We were on our own. If we wanted the tree, then we would have to get it home and put it up ourselves.
When we got to the tree lot, we weren’t exactly charming to the owner as we went through the motions of finding the perfect tree. Too short, too scrawny, too crooked. Most of the trees looked pathetic as we repeatedly told the owner.
In a rush of Christmas charity or an overwhelming desire to get rid of us, the tree lot owner told us to hurry up, pick a tree and we could have it for free. Spurred on by his generosity, we quickly found the tree and sweetly asked if he could tie twine around it so it would be easier to drag home.

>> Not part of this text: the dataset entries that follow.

PR #375, opened 2024-06-03
chore: Fix mypy lints

aborgna-q:
Re-enables mypy on the pre-commit checks now that we have typing info on the bindings, and fixes all errors.

We are not checking this in CI yet. I'll put that in a separate PR with other CI changes.

### DIFF
--- a/.github/workflows/ci.yml
+++ b/.github/workflows/ci.yml
@@ -112,8 +112,7 @@ jobs:
       - name: Build pyo3 bindings
         run: |
           poetry install
-          poetry run maturin build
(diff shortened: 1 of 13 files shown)


aborgna-q:
Looks like our CI job had some issues with cache.
Even though I updated `passes.py:badger_pass`, it was still using and older cached version :/ https://github.com/CQCL/tket2/actions/runs/9350614107/job/25734463175?pr=375#step:8:61

Swapping `maturin build` for `maturin develop` (so that it gets automatically added to the venv) fixed the problem.

cqc-alec (approved):

PR #381, opened 2024-06-04
fix: Commands iterator ignoring the hierarchy.

### LINKED ISSUE #42: Test nested circuit regions & command iterator.
Make sure that nested HUGRs are supported by the Circuit interface.

Update the command iterator once everything is checked.
https://github.com/CQCL-DEV/tket2/pull/37#discussion_r1269154445

aborgna-q:
The commands iterator did a toposort on the whole Hugr, ignoring the hierarchy.
This generated problems with #370, since circuits may now be nested somewhere in the hugr.
It would also have caused problems with circuit boxes, but we don't support that yet here.

We use a `SiblingGraph` now, to ensure that we only explore the top-level region of the circuit.
Subcircuits will be returned as a single command.

Adds a `build_module_with_circuit` helper to build circuits inside modules.

Closes #42.


ss2165 (approved):
good spot

PR #391, opened 2024-06-07
fix: Support non-DFG circuits

### LINKED ISSUE #385: Test `FuncDefn` circuits instead of `DFG`s
We currently parse tket1 circuits into a `DFG` node, and store their name in a `name` metadata entry.
Circuits defined in guppy use a `FuncDefn` instead, and store their name in the function op definition.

We could be charming when we wanted to.
The tree helped some, but that Christmas was closer to miserable than merry.
In his Advent devotional, Repeat the Sounding Joy, Christopher Ash writes about the disgrace of Elizabeth and Zechariah—the disgrace of childlessness. Ash writes that their disgrace is a “vivid example of the misery of living in a world under sin and the righteous judgment of God. Every sickness, every sadness, every disability is—in this sense—visible evidence that we live in a world under the righteous judgment of God.”
Ash points out that we all are marked in some way with Elizabeth’s disgrace, and the “removal of this ‘disgrace’ is a sign of the kindness and mercy of God, as ‘dis-grace’ is swept away by grace.”
My mother’s marks of disgrace that year were widowhood, sorrow, little income, uncertainty. There was no Hallmark Christmas movie ending that year. Fortunately, my mother didn’t need the movie ending to Christmas. And she didn't stay there. In years to come, we shared the joy with redeemed friends and family and of rescued ornaments from the flood. (I still have a few.)
In retrospect, that first miserable Christmas was closer to grace and truth than we ever imagined.
Christmas came because the Savior had come. His grace had removed the biggest disgrace of sin. His grace would remove the disgrace of my mom’s poverty and sorrow, not with a Christmas windfall but with the Christmas affirmation that “the Word became flesh and dwelt among us, and we have seen his glory, glory as of the Son from the Father, full of grace and truth.” (John 1:14)
Miserable or merry, Christmas comes to us full of grace and truth, full of promise of salvation and righteousness, full of grace.